Penso que o masoquismo feminino se traduz aqui na escolha de uma sexualidade marginal em que o sexo é omnipotente. Pichon-Rivière faz alusão à revolta contra a família. A passividade feminina emerge aqui como um emblema; o sexo, como um objecto ultilitário, que compensa pelo dinheiro o nível do masoquismo feminino. A privação do prazer de que ela contudo dispõe (o ardor do cliente) surge então como um traço pertinente deste masoquismo.
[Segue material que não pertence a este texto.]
PR #2016, opened 2020-02-10
Some Cleanup Things

### LINKED ISSUE #1983: NULL behaviour in PosList.common_chunk_id()
It is possible that NULL behaviour in `PosList.common_chunk_id()` is faulty similarly to `ReferenceSegmentIterables` in #1421.
If the first value of the PosList references a NULL value, `common_chunk_id()` will return INVALID_CHUNK_ID. Calling code may not be aware of this.

For instance, the ChunkID retrieved in `validate.cpp:69` in  `_validate_chunks()`  would trigger the DebugAssert in `Table::get_chunk()`. The same thing happens in `abstract_dereferenced_column_table_scan_impl.cpp`.

Since guaranteeing to return a valid chunk id might be expensive, it may be ok just to make the caller aware of this problem (e.g. by renaming the function or adding a comment).

(discovered with @He3lixxx and @Xperianer)

mrks:
Couple of things that came up while working on the TPC-H Paper.

- The JSON library was linked pretty much everywhere, but not in the playground. As a result, generating TPC-H data was not possible. I changed its linkage to public. Let me know if you'd prefer for someone else to review the cmake stuff.
- Clarify that PosLists marked as `guarantee_single_chunk` must not contain NULL values, fixes #1983.
- The ChunkPruningRule was executed twice. 
- The Non-FullCI runs did not skip the ODR step.

No relevant performance difference for TPC-H.


src/lib/storage/pos_list.hpp
```diff
@@ -64,10 +64,12 @@ struct PosList final : private pmr_vector<RowID> {
...
             const auto& common_chunk_id = (*this)[0].chunk_id;
-            return std::all_of(cbegin(), cend(),
-                               [&](const auto& row_id) { return row_id.chunk_id == common_chunk_id; });
+            if (common_chunk_id == INVALID_CHUNK_ID) return false;
+            return std::all_of(cbegin(), cend(), [&](const auto& row_id) {
+              return row_id.chunk_id == common_chunk_id && row_id.chunk_offset != INVALID_CHUNK_OFFSET;
+            });
           }(),
-          "Chunk was marked as referencing only a single chunk, but references more");
+          "PosList was marked as referencing a single chunk, but references more or the PosList contains NULL values");
```
j-tr: imo these two checks are rather independent and the null value test has nothing to do with the references_single_chunk property. but having a dedicated check for null values might be too cumbersome as well. 
also: from my understanding, posLists never contain values, so "NULL values" might be confusing. maybe better justin "invalid values"

j-tr:
the cmake stuff looks pretty straight forward but im not an expert for this

src/lib/storage/pos_list.hpp
mrks: PosLists can also contain NULL values. Think of two tables that hold no NULL values being joined using a LEFT JOIN. This may produce NULL values on the right side. Those are not referenceable, as they have just been created. In these cases, the PosList contains NULL values.

Also pinging @Bensk1 because he looked into PosLists lately.

Bensk1: That is related to #1983, isn't it? At some point we could add something like `references_only_NULLs`.

mrks: Yes.

cmake/TargetLinkLibrariesSystem.cmake
```diff
@@ -5,18 +5,7 @@ function(target_link_libraries_system target)
   set(libs ${ARGN})
   foreach(lib ${libs})
     get_target_property(lib_include_dirs ${lib} INTERFACE_INCLUDE_DIRECTORIES)
-    target_include_directories(${target} SYSTEM PRIVATE ${lib_include_dirs})
-    target_link_libraries(${target} ${lib})
+    target_include_directories(${target} SYSTEM PUBLIC ${lib_include_dirs})
```
Bouncner: Do you know what the effects of public include dirs are? Not getting what you changed here.

src/lib/CMakeLists.txt
```diff
@@ -663,7 +663,7 @@ set_source_files_properties(
 # Add our jemalloc build as an interface library so that the build process of hyrise does not have to wait for it
 # -rdynamic tells the linker to export the library's symbols so that plugins can use them.
 target_link_libraries(hyrise_impl PUBLIC ${LIBRARIES} INTERFACE custom_jemalloc -rdynamic)
-target_link_libraries_system_private(hyrise_impl nlohmann_json::nlohmann_json)
```
Bouncner: I don't get what this change from private linking to public linking for `nlohmann_json` does. The description does not help me. The removed line with `private` means that other components linking to `hyrise_impl` do nonetheless not see the linked `nlohmann_json`?

src/lib/storage/pos_list.hpp
```diff
@@ -64,10 +64,12 @@ struct PosList final : private pmr_vector<RowID> {
           [&]() {
             if (size() == 0) return true;
             const auto& common_chunk_id = (*this)[0].chunk_id;
-            return std::all_of(cbegin(), cend(),
-                               [&](const auto& row_id) { return row_id.chunk_id == common_chunk_id; });
+            if (common_chunk_id == INVALID_CHUNK_ID) return false;
+            return std::all_of(cbegin(), cend(), [&](const auto& row_id) {
```
Bouncner: What is the problem with NULL values? Why don't we want them?

cmake/TargetLinkLibrariesSystem.cmake
mrks: PUBLIC makes it visible to whoever includes `target`. As such, whoever includes `hyrise_impl` automatically gets the json library.

src/lib/CMakeLists.txt
mrks: Note that the line was not removed, it was just changed from private to public (see my last reply)

Bouncner: Yeah I know, I think was suprised me was that you can “hide” inclusion/libs for “transitive” includes.

src/lib/storage/pos_list.hpp
mrks: Above, we say

> If all entries in the PosList shares a single ChunkID, it makes sense to explicitly give this guarantee in order to enable some optimizations.

Does changing it to

> If we know that all entries in the PosList share a single ChunkID, we can optimize the indirection by retrieving the respective chunk once and using only the ChunkOffsets to access values. As the consumer will likely call `table->get_chunk(common_chunk_id)`, we require that the common chunk id is valid, i.e., the PosList contains no NULL values.

help?

Bouncner: That does indeed help. Will resolve this issue.

Just for my understanding: is that something that operators actually require right now or is it a preparation for PosList optimization (e.g., storing no chunk_id for every row)?
I'd guess operators wouldn't mind NULL values even when using optimizations for such single-chunk-ref chunks?!??

mrks: We are not talking about NULL values in, e.g., the DictionarySegment being referenced, but about NULL values in the PosList itself. Currently this does not happen, because no operator that guarantees the single chunk property sets such NULL values, but when I played around with it for other operators, I ran into this issue. To avoid other people setting the property falsely, which may break seemingly unrelated downstream operators, I added this check.

mrks:
I sneaked in one more thing: On Mac, we erroneously did not build Hyrise as a shared library. Doing so reduces the time of a rebuild from 0m15.511s to 0m6.861s.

Mas porque é que uma mulher haveria de aproveitar todas as oportunidades eróticas que se lhe apresentam, sem distinção, sem se permitir a rejeição ou sequer a repugnância? Este masoquismo manifesta-se, segundo Freud, no quadro do que é essencialmente feminino. Citarei o caso de mulheres estéreis, que procuram por múltiplos meios ter um filho, com frequência à custa de grandes sacrifícios, exames penosos, operações extenuantes, e que, quando todos esses meios se revelam ineficazes, voltam a recorrer a eles. A perda do seu equilíbrio parece-lhes justificar-se. A vida do casal sofre com isso. Tudo gira em torno de uma esperança por vezes magra. Os novos métodos de procriação, tão úteis, fazem-nos descobrir a extensão do problema. O masoquismo não é aqui menos enigmático. Desejo de apaziguar uma depressão, necessidade de se reparar, de consolar a mãe que a mulher abandonou para investir num marido?”

In
“Pequeno Tratado das Perversões Morais”
Alberto Eiguer
(1997)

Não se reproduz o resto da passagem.